» **Exercise**: Each record is to be transcribed in full and exactly.

» **Entries shown**:
PR #859, opened 2021-03-12
feat: migrate NativeFunctionCall.ts

ephread:
This might be a bit annoying to review.

### DIFF
--- a/src/engine/NativeFunctionCall.ts
+++ b/src/engine/NativeFunctionCall.ts
@@ -4,7 +4,7 @@ import { Void } from "./Void";
 import { Path } from "./Path";
 import { InkList, InkListItem } from "./InkList";
 import { InkObject } from "./Object";
-import { asOrNull, asOrThrows } from "./TypeAssertion";
+import { asOrNull, asOrThrows, asBooleanOrThrows } from "./TypeAssertion";
 import { throwNullException } from "./NullException";
 
 type BinaryOp<T> = (left: T, right: T) => any;
@@ -208,7 +208,9 @@ export class NativeFunctionCall extends InkObject {
         return throwNullException(
           "NativeFunctionCall.CallBinaryListOperation op"
         );
-      let result = op(v1.isTruthy ? 1 : 0, v2.isTruthy ? 1 : 0);
+      let result = asBooleanOrThrows(
+        op(v1.isTruthy ? 1 : 0, v2.isTruthy ? 1 : 0)
+      );
       return new BoolValue(result);
     }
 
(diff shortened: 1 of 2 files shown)


src/engine/NativeFunctionCall.ts
```diff
@@ -209,7 +209,7 @@ export class NativeFunctionCall extends InkObject {
           "NativeFunctionCall.CallBinaryListOperation op"
         );
       let result = op(v1.isTruthy ? 1 : 0, v2.isTruthy ? 1 : 0);
```
y-lohse, line 211: I suggest we cast `result` with `Boolean` here, just to stay close to the source. I think BoolValue does a cast anyway, so not a huge deal.

src/engine/NativeFunctionCall.ts
```diff
@@ -428,34 +426,30 @@ export class NativeFunctionCall extends InkObject {
...
+      this.AddStringBinaryOp(this.NotEquals, (x, y) => !(x === y));
+      this.AddStringBinaryOp(this.Has, (x, y) => x.includes(y));
+      this.AddStringBinaryOp(this.Hasnt, (x, y) => x.includes(y));
 
       this.AddListBinaryOp(this.Add, (x, y) => x.Union(y));
       this.AddListBinaryOp(this.Subtract, (x, y) => x.Without(y));
-      this.AddListBinaryOp(this.Has, (x, y) => (x.Contains(y) ? 1 : 0));
-      this.AddListBinaryOp(this.Hasnt, (x, y) => (x.Contains(y) ? 0 : 1));
+      this.AddListBinaryOp(this.Has, (x, y) => x.Contains(y));
+      this.AddListBinaryOp(this.Hasnt, (x, y) => x.Contains(y));
```
y-lohse, line 437: I think we're missing a `!` here, eg. `!x.Contains(y)`

src/engine/NativeFunctionCall.ts
```diff
@@ -466,9 +460,8 @@ export class NativeFunctionCall extends InkObject {
       this.AddListUnaryOp(this.Count, (x) => x.Count);
       this.AddListUnaryOp(this.ValueOfList, (x) => x.maxItem.Value);
 
-      let divertTargetsEqual = (d1: Path, d2: Path) => (d1.Equals(d2) ? 1 : 0);
-      let divertTargetsNotEqual = (d1: Path, d2: Path) =>
-        d1.Equals(d2) ? 0 : 1;
+      let divertTargetsEqual = (d1: Path, d2: Path) => d1.Equals(d2);
+      let divertTargetsNotEqual = (d1: Path, d2: Path) => d1.Equals(d2);
```
y-lohse, line 464: Also missing the `!` here :)

y-lohse (changes requested):
Found 2 small errors in this one :)

I also wonder about using loose equality in most of this file rather than strict equality. I think it's ok because everything is already casted by the time we get here, so we should never end up comparing `1` and `"1"`… but I'm still a bit uncomfortable about that, now that I see it. Do you have any thoughts on that?

src/engine/NativeFunctionCall.ts
ephread: Wow, great catch! That would have been annoying to debug down the line. I'll fix that!

src/engine/NativeFunctionCall.ts
ephread: So `op` should already return a boolean value, since all the "ListBinaryOp" return a boolean. I kept it in line with what was there, but to get an equivalent behaviour, we would have to raise an exception if the return type isn't boolean rather than casting it the JavaScript way (it's a hard cast in C#). Happy to add it!

ephread:
> I also wonder about using loose equality in most of this file rather than strict equality. I think it's ok because everything is already casted by the time we get here, so we should never end up comparing 1 and "1"… but I'm still a bit uncomfortable about that, now that I see it. Do you have any thoughts on that?

I would keep comparisons as strict as possible to match the strong typing of C#, I feel that relying on JavaScript weak typing may cause problems down the line. That said, lets keep an eye on this and revisit once everything's ported, because maybe we'll uncover new issues.

src/engine/NativeFunctionCall.ts
y-lohse: Aaah right, I see. Nevermind, I think it's good as it is :)

y-lohse (approved):
All good, thanks!

src/engine/NativeFunctionCall.ts
ephread: Haha, I added the new `asBooleanOrThrows` type assertion 😅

» **Solution to the exercise**:
PR #859, opened 2021-03-12
feat: migrate NativeFunctionCall.ts

ephread:
This might be a bit annoying to review.

### DIFF
--- a/src/engine/NativeFunctionCall.ts
+++ b/src/engine/NativeFunctionCall.ts
@@ -4,7 +4,7 @@ import { Void } from "./Void";
 import { Path } from "./Path";
 import { InkList, InkListItem } from "./InkList";
 import { InkObject } from "./Object";
-import { asOrNull, asOrThrows } from "./TypeAssertion";
+import { asOrNull, asOrThrows, asBooleanOrThrows } from "./TypeAssertion";
 import { throwNullException } from "./NullException";
 
 type BinaryOp<T> = (left: T, right: T) => any;
@@ -208,7 +208,9 @@ export class NativeFunctionCall extends InkObject {
         return throwNullException(
           "NativeFunctionCall.CallBinaryListOperation op"
         );
-      let result = op(v1.isTruthy ? 1 : 0, v2.isTruthy ? 1 : 0);
+      let result = asBooleanOrThrows(
+        op(v1.isTruthy ? 1 : 0, v2.isTruthy ? 1 : 0)
+      );
       return new BoolValue(result);
     }
 
(diff shortened: 1 of 2 files shown)


src/engine/NativeFunctionCall.ts
```diff
@@ -209,7 +209,7 @@ export class NativeFunctionCall extends InkObject {
           "NativeFunctionCall.CallBinaryListOperation op"
         );
       let result = op(v1.isTruthy ? 1 : 0, v2.isTruthy ? 1 : 0);
```
y-lohse, line 211: I suggest we cast `result` with `Boolean` here, just to stay close to the source. I think BoolValue does a cast anyway, so not a huge deal.

src/engine/NativeFunctionCall.ts
```diff
@@ -428,34 +426,30 @@ export class NativeFunctionCall extends InkObject {
...
+      this.AddStringBinaryOp(this.NotEquals, (x, y) => !(x === y));
+      this.AddStringBinaryOp(this.Has, (x, y) => x.includes(y));
+      this.AddStringBinaryOp(this.Hasnt, (x, y) => x.includes(y));
 
       this.AddListBinaryOp(this.Add, (x, y) => x.Union(y));
       this.AddListBinaryOp(this.Subtract, (x, y) => x.Without(y));
-      this.AddListBinaryOp(this.Has, (x, y) => (x.Contains(y) ? 1 : 0));
-      this.AddListBinaryOp(this.Hasnt, (x, y) => (x.Contains(y) ? 0 : 1));
+      this.AddListBinaryOp(this.Has, (x, y) => x.Contains(y));
+      this.AddListBinaryOp(this.Hasnt, (x, y) => x.Contains(y));
```
y-lohse, line 437: I think we're missing a `!` here, eg. `!x.Contains(y)`

src/engine/NativeFunctionCall.ts
```diff
@@ -466,9 +460,8 @@ export class NativeFunctionCall extends InkObject {
       this.AddListUnaryOp(this.Count, (x) => x.Count);
       this.AddListUnaryOp(this.ValueOfList, (x) => x.maxItem.Value);
 
-      let divertTargetsEqual = (d1: Path, d2: Path) => (d1.Equals(d2) ? 1 : 0);
-      let divertTargetsNotEqual = (d1: Path, d2: Path) =>
-        d1.Equals(d2) ? 0 : 1;
+      let divertTargetsEqual = (d1: Path, d2: Path) => d1.Equals(d2);
+      let divertTargetsNotEqual = (d1: Path, d2: Path) => d1.Equals(d2);
```
y-lohse, line 464: Also missing the `!` here :)

y-lohse (changes requested):
Found 2 small errors in this one :)

I also wonder about using loose equality in most of this file rather than strict equality. I think it's ok because everything is already casted by the time we get here, so we should never end up comparing `1` and `"1"`… but I'm still a bit uncomfortable about that, now that I see it. Do you have any thoughts on that?

src/engine/NativeFunctionCall.ts
ephread: Wow, great catch! That would have been annoying to debug down the line. I'll fix that!

src/engine/NativeFunctionCall.ts
ephread: So `op` should already return a boolean value, since all the "ListBinaryOp" return a boolean. I kept it in line with what was there, but to get an equivalent behaviour, we would have to raise an exception if the return type isn't boolean rather than casting it the JavaScript way (it's a hard cast in C#). Happy to add it!

ephread:
> I also wonder about using loose equality in most of this file rather than strict equality. I think it's ok because everything is already casted by the time we get here, so we should never end up comparing 1 and "1"… but I'm still a bit uncomfortable about that, now that I see it. Do you have any thoughts on that?

I would keep comparisons as strict as possible to match the strong typing of C#, I feel that relying on JavaScript weak typing may cause problems down the line. That said, lets keep an eye on this and revisit once everything's ported, because maybe we'll uncover new issues.

src/engine/NativeFunctionCall.ts
y-lohse: Aaah right, I see. Nevermind, I think it's good as it is :)

y-lohse (approved):
All good, thanks!

src/engine/NativeFunctionCall.ts
ephread: Haha, I added the new `asBooleanOrThrows` type assertion 😅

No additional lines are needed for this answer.